Coronavirus Loans

How can I use a Coronavirus Loan?

Many US businesses and individuals have been severely impacted by the global coronavirus pandemic this year. Thankfully, On March 27th, 2020, The CARES Act was passed by Congress and signed into law. This historic initial $2.2 trillion stimulus package provides much needed assistance for millions of businesses, contractors, self-employed individuals, veteran organizations, and eligible non-profit organizations. There are two main programs introduced in the CARES Act, the Paycheck Protection Program (PPP) and the Economic Injury and Disaster Loan (EIDL).  On April 24th, 2020 a $484 billion “Phase 3.5” emergency interim relief package was signed into law. $310 billion of this new funding was reserved for the PPP program and $60 billion was allocated to disaster / emergency funding. We will outline the specific ways in which funds provided in these programs may be used. 

 

 

Ways to use a Paycheck Protection Program Loan

The CARES Act established the Paycheck Protection Program (PPP) with support from the Department of the Treasury to authorize up to $349 billion in funds for small businesses in order to increase job retention & cover other specific expenses. The PPP Program was created to allow small businesses to maintain their payroll, hire employees back who may have been laid off, and to cover applicable overhead expenses. As of April 24th, this amount has been expanded for an additional $310 billion for a total of $659 billion in funds. Companies with less than 500 employees are eligible for a PPP loan and eligible companies will not need to provide collateral or a personal guarantee. 

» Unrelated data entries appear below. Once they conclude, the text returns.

PR #1746, opened 2022-08-12
[Loader] Fix for the binary format change in multi-memory proposal.

### LINKED ISSUE #1725: [Proposal] breaking change in multi-memory spec. The order of load/store immediates should be switched
## Description

There is a breaking change in multi-memory proposal. We need to change the behavior of decoding multi-memory instruction.

Reference:
* https://github.com/WebAssembly/multi-memory/pull/29
* https://github.com/WebAssembly/multi-memory/issues/28

### Expected

The order of load/store immediates should be switched in binary format.

q82419:
Close #1725

### DIFF
--- a/lib/loader/ast/instruction.cpp
+++ b/lib/loader/ast/instruction.cpp
@@ -856,6 +856,7 @@ Expect<void> Loader::loadInstruction(AST::Instruction &Instr) {
   case OpCode::Atomic__fence:
     return {};
 
+  // Atomic Memory Instructions.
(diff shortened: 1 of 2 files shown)


hydai:
This PR should be merged after https://github.com/WebAssembly/multi-memory/pull/33 gets merged.

hydai:
We can merge this before the spec updates. I think it's very clear that the ordering between `memidx` and `offset` must be swapped.

hydai (approved):

PR #1778, opened 2022-08-23
README-zh-TW: get rid of Simplified Chinese

yan12125:
"语言" is a Simplified Chinese term. I changed it to the corresponding Traditional Chinese term.

Signed-off-by: Chih-Hsuan Yen <yan12125@gmail.com>


hydai (approved):
Nice catch

yan12125:
Thanks!

PR #1794, opened 2022-08-25
DOCs-zh-TW:Translate /docs/book/en/src/os.md into zh-TW

Miseratio:
I translated /docs/book/en/src/os.md into zh-TW. Please check.
Signed-off-by: Cheng-En Lee <chengenl@usc.edu>


hydai (approved):
Thanks!

Issue #1815, opened 2022-09-02
[Tools] Support the compiler optimization level in AOT tool


q82419:
## Motivation

By default, the AOT compiler will compile WASM in `O2` optimization level.
Actually, WasmEdge supports `O0` to `Oz` levels.
The AOT compiler tool should support assigning optimization levels.

## Details

Support assigning optimization level in command line argument, and set it into the compiler configuration.

PR #1819, opened 2022-09-03
[AOT]: Allow assigning optimization levels.

MediosZ:
Solve #1815 
Signed-off-by: Tricster <mediosrity@gmail.com>


lib/driver/compilerTool.cpp
```diff
@@ -100,6 +102,7 @@ int Compiler([[maybe_unused]] int Argc,
            .add_option("enable-extended-const"sv, PropExtendConst)
            .add_option("enable-threads"sv, PropThreads)
            .add_option("enable-all"sv, PropAll)
+           .add_option("optimization-level"sv, OptimizationLevel)
```
q82419, line 105: @hydai ,
Do you think we should use `-O0`, `-O1`, ...etc. like the `gcc` and `clang` compilers?

lib/driver/compilerTool.cpp
```diff
@@ -76,7 +76,9 @@ int Compiler([[maybe_unused]] int Argc,
   PO::Option<PO::Toggle> PropThreads(
       PO::Description("Enable Threads proposal"sv));
   PO::Option<PO::Toggle> PropAll(PO::Description("Enable all features"sv));
-
+  PO::Option<std::string> OptimizationLevel(
+      PO::Description("Optimization level, can be one of O1, O2, O3, Os, Oz"sv),
```
q82419, line 80: Should be `O0` to `Oz`

lib/driver/compilerTool.cpp
```diff
@@ -76,7 +76,9 @@ int Compiler([[maybe_unused]] int Argc,
...
+      PO::MetaVar("OPTIM_LEVEL"sv), PO::DefaultValue(std::string("Oz")));
```
q82419, line 81: Default value should be `O2`

q82419 (changes requested):

lib/driver/compilerTool.cpp
MediosZ: In that case, we will have multiple options in the help text.
As in gcc, options on optimizations are not shown in the help text.

lib/driver/compilerTool.cpp
hydai, line 81: I prefer to use:

```
--optimize=[0,1,2,3,s,z], and the default value is `2`
```
Because this option is not usually used in typical cases, we don't need to set the `MetaVar`. Also, the `MetaVar` is not very simple.

lib/driver/compilerTool.cpp
hydai, line 80: The candidates can be `[0, 1, 2, 3, s, z]`

lib/driver/compilerTool.cpp
```diff
@@ -149,6 +152,27 @@ int Compiler([[maybe_unused]] int Argc,
...
+    Conf.getCompilerConfigure().setOptimizationLevel(
+        WasmEdge::CompilerConfigure::OptimizationLevel::O2);
+  } else if (Optimization == "O3") {
+    Conf.getCompilerConfigure().setOptimizationLevel(
+        WasmEdge::CompilerConfigure::OptimizationLevel::O3);
+  } else if (Optimization == "Os") {
+    Conf.getCompilerConfigure().setOptimizationLevel(
+        WasmEdge::CompilerConfigure::OptimizationLevel::Os);
+  } else {
+    Conf.getCompilerConfigure().setOptimizationLevel(
```
hydai, line 172: The default condition must be `O2`, which is the current default value.

lib/driver/compilerTool.cpp
hydai: We can use the `--optimize=[0,1,2,3,s,z]`. This is not for the common users, and we don't need to use the same option name as `gcc` and `clang` does.

hydai (changes requested):

hydai (approved):
LGTM

hydai (dismissed):
LGTM

lib/driver/compilerTool.cpp
```diff
@@ -76,7 +76,9 @@ int Compiler([[maybe_unused]] int Argc,
   PO::Option<PO::Toggle> PropThreads(
       PO::Description("Enable Threads proposal"sv));
   PO::Option<PO::Toggle> PropAll(PO::Description("Enable all features"sv));
-
+  PO::Option<std::string> OptimizationLevel(
```
q82419, line 79: Please follow the coding style: use `PropOptimizationLevel`

lib/driver/compilerTool.cpp
```diff
@@ -149,6 +152,27 @@ int Compiler([[maybe_unused]] int Argc,
     Conf.addProposal(Proposal::Threads);
   }
 
+  auto Optimization = OptimizationLevel.value();
+  if (Optimization == "0") {
```
q82419, line 156: `if (PropOptimizationLevel.value() == "0")`

q82419 (changes requested):

hydai:
@q82419 PTAL

q82419 (approved):

q82419:
LGTM

PR #1822, opened 2022-09-05
[Fix] Use meta information from component to control module loader

dannypsnl:
### Background
Traditionally, the module is the top-level form of WASM. In the component model, it isn't, however. Our previous implementation will try to read all data via an infinite loop, based on the old assumption.

### Solution
To resolve it, I propose two possible ways.
1. Modify file manager interface, supports sub-range in it.
2. Provides base offset and expected size that can get from component binary.

I prefer the first one, but I don't think it's a good time and place to do that, after some experiments. For example, a `loader` has one `FMgr` is a fact that happens in our code base everywhere now. This means stacking sub-range will bring a huge impact immediately, maybe this refactoring should base on the `master` branch.

The second one is a hack for now, the origin interface `loadModule()` calls `loadModule(0, std::nullopt)`, and component section will call `loadModule(Base, make_optional(*Size)` instead. It works, with minimal effort, however.


hydai (approved):
LGTM. @q82419 PTAL

q82419 (changes requested):
In `include/common/configure.h`:

In the constructor of the `Configure` class, we only add the proposals which are already merged into the WASM spec. Please remove the component-model proposal here.

dannypsnl:
@q82419 I would remove it in `proposal/component-model` branch

q82419 (approved):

Another advantage is that some or all of the principal loan amount may be waived if the loan amount is used for approved expenses. Please note that only a portion of these funds are eligible for forgiveness. The funds that cannot be forgiven would be subject to a 1% interest rate with a 2 year loan term. Here are ways we recommend a PPP loan be used so that the loan to be forgiven. Please keep in mind that the primary purpose of a PPP loan is to encourage companies to maintain payroll and to hire back employees who might have been laid off. 

  1. Up to eight weeks of payroll costs like salaries, wages and commissions (capped at $100,000 on an annualized basis for each employee) can be forgiven. 
  2. Up to eight weeks of employee benefits, including healthcare insurance premiums, vacation, parental, family, medical, or sick leave, and retirement benefits can be forgiven. 
  3. Up to eight weeks of rent and utility expenses can be forgiven.
  4. Up to eight weeks of mortgage interest payments can be forgiven.

 

There are a lot of expenses a small business can incur and the spirit of the program is to keep people employed. If you keep your employees or hire back employees who may have been laid off your loan can be forgiven. If you do not maintain staff and payroll then you will lose eligibility for forgiveness based on how much your number of staff or payroll decreases. 

Please see this PPP Loan Calculator for some rough calculations on what portions would be forgivable if you kept the same amount of payroll. 

 

 

 

How You Can Use an EIDL Loan

Fortunately for small businesses that were directly affected by the COVID-19 economic disaster, the EIDL program is another option to receive funding. The type of businesses that may be eligible for EIDL funding include most small businesses and private non-profits with fewer than 500 employees. Some of the most heavily impacted businesses that will most likely qualify include retailers, hotels, wholesalers, manufacturers, rental property owners, restaurants, and many more. An eligible business may borrow up to two million dollars at a 3.75% rate for small businesses and a 2.75% rate for most private non-profit organizations. The term of the loan can be up to 30 years (as determined by your lender) and there are certain criteria that a business must meet including: acceptable credit history, ability to repay the EIDL loan, and various eligibility requirements. The funds from an EIDL loan may be used for the following purposes:

  1. Employee payroll
  2. Accounts payable
  3. Fixed debts (ex: rent payments)
  4. Some bills that would have been able to be paid had the pandemic disaster not occurred.

 

 

 

 

Sustaining your Business Through Tough Times

The coronavirus pandemic has created formidable damages and risks for businesses around the world. Thanks to the U.S. Department of the Treasury and SBA.gov, trillions of dollars in much needed funding has been made available to eligible businesses and individuals in the US. In addition to existing Small Business Administration programs, businesses may use two newly introduced options, PPP Loans and EIDL Loans, in order to keep their operations afloat. We feel that flexible provisions & favorable terms make these new programs attractive for eligible businesses and it is our hope that this new round of funding will bolster the health of many in need.